[Stored data entries]
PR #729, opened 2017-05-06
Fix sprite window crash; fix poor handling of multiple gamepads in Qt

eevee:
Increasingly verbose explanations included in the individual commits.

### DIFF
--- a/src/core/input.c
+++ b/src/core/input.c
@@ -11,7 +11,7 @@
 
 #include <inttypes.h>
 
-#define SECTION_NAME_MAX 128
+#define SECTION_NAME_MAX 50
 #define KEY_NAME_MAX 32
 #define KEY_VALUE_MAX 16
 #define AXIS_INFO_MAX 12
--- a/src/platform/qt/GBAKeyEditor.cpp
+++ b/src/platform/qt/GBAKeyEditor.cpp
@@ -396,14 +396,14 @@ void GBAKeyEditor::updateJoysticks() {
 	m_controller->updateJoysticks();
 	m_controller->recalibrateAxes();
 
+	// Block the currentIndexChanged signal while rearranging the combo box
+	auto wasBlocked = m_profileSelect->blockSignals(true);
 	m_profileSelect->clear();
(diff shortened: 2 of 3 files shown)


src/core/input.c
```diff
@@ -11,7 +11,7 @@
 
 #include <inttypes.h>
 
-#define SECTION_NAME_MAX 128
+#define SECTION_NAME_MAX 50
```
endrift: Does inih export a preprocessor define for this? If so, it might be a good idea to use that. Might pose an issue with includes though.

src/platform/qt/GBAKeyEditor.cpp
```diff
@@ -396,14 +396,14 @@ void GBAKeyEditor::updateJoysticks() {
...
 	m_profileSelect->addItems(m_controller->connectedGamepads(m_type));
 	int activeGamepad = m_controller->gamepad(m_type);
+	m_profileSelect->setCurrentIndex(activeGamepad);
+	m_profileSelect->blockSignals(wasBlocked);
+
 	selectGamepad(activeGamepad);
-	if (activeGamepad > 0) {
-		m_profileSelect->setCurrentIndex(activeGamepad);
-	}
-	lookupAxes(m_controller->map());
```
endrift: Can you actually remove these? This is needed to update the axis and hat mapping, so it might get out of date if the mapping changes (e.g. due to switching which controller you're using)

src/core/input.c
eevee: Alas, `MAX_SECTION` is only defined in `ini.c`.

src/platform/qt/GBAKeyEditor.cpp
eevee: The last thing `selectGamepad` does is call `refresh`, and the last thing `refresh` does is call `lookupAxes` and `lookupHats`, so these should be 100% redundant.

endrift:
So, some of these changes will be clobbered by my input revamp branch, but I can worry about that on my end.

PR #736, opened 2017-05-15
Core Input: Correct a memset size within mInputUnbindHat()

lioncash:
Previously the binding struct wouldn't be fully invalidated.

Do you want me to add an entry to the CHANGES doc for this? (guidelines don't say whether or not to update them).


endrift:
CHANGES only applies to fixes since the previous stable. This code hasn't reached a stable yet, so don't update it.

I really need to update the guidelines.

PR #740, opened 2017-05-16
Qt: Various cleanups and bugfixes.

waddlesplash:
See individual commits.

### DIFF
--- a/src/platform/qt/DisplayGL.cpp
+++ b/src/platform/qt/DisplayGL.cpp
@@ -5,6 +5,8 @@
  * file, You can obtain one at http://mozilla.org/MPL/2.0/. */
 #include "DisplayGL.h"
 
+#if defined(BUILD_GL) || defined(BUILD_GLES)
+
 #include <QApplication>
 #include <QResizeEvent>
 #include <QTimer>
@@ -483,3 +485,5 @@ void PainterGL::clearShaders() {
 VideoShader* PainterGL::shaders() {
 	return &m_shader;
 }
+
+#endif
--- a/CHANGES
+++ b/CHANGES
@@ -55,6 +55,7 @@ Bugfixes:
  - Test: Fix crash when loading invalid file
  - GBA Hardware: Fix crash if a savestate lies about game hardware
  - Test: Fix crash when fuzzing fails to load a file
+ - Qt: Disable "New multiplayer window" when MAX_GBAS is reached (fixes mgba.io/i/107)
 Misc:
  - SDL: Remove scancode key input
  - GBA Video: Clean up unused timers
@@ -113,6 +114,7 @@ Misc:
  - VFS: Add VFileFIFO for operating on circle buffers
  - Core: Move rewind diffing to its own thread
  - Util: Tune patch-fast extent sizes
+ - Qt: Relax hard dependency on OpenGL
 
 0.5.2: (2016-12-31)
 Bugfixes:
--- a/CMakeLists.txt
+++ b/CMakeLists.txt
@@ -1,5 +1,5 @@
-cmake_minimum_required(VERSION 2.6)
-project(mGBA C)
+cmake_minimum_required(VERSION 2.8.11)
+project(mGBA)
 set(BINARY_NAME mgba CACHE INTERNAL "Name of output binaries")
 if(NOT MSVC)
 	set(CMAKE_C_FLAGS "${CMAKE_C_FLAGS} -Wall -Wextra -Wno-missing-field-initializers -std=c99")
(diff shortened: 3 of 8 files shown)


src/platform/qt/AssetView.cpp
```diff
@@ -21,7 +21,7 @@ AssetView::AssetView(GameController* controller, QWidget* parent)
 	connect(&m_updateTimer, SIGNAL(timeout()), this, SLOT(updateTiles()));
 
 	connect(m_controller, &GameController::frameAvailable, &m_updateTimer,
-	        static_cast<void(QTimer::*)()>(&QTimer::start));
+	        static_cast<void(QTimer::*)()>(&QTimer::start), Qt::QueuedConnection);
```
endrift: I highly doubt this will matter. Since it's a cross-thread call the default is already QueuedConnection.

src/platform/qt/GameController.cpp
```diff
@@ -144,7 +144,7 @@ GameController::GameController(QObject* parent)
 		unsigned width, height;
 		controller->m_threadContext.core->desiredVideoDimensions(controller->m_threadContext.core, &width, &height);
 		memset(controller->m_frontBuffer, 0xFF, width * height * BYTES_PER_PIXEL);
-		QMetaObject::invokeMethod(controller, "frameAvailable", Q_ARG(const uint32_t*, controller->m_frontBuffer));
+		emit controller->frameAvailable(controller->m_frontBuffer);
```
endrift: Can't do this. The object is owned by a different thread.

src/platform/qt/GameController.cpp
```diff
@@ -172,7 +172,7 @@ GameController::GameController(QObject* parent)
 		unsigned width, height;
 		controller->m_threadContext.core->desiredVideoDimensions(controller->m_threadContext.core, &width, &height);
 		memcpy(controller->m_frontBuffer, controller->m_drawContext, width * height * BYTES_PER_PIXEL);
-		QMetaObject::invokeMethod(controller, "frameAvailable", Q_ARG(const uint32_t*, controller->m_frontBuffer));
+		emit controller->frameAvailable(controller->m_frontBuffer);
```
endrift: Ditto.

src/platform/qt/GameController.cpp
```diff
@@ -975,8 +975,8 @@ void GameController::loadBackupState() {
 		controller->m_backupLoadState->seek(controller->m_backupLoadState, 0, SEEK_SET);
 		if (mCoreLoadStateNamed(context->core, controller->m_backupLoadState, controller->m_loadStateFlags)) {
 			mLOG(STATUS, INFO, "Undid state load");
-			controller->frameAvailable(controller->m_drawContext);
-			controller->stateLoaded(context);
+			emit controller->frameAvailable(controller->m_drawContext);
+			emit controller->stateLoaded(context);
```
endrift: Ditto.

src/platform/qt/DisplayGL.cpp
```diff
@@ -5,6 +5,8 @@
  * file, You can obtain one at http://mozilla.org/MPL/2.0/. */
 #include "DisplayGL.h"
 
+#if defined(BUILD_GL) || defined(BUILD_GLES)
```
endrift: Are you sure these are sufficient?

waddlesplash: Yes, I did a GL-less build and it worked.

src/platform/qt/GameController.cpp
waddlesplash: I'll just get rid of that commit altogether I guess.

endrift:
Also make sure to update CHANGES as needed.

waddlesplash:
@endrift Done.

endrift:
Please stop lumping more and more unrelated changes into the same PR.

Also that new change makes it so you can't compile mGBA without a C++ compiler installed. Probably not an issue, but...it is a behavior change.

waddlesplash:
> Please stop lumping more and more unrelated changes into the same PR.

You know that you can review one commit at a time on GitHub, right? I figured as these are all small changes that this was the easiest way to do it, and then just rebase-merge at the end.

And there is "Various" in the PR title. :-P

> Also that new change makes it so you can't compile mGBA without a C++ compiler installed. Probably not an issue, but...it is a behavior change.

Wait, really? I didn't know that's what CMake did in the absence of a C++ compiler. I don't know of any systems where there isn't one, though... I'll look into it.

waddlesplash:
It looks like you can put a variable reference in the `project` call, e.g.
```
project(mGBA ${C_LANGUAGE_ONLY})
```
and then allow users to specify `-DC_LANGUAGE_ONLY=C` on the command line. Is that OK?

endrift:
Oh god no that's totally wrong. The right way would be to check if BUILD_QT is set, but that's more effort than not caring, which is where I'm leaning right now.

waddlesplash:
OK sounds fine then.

HOW TO COMPLETE THIS TASK ::
Only the lines with "AssetView" are needed; find them in the records and copy each one.

ANSWER TO THIS EXERCISE ::
src/platform/qt/AssetView.cpp
@@ -21,7 +21,7 @@ AssetView::AssetView(GameController* controller, QWidget* parent)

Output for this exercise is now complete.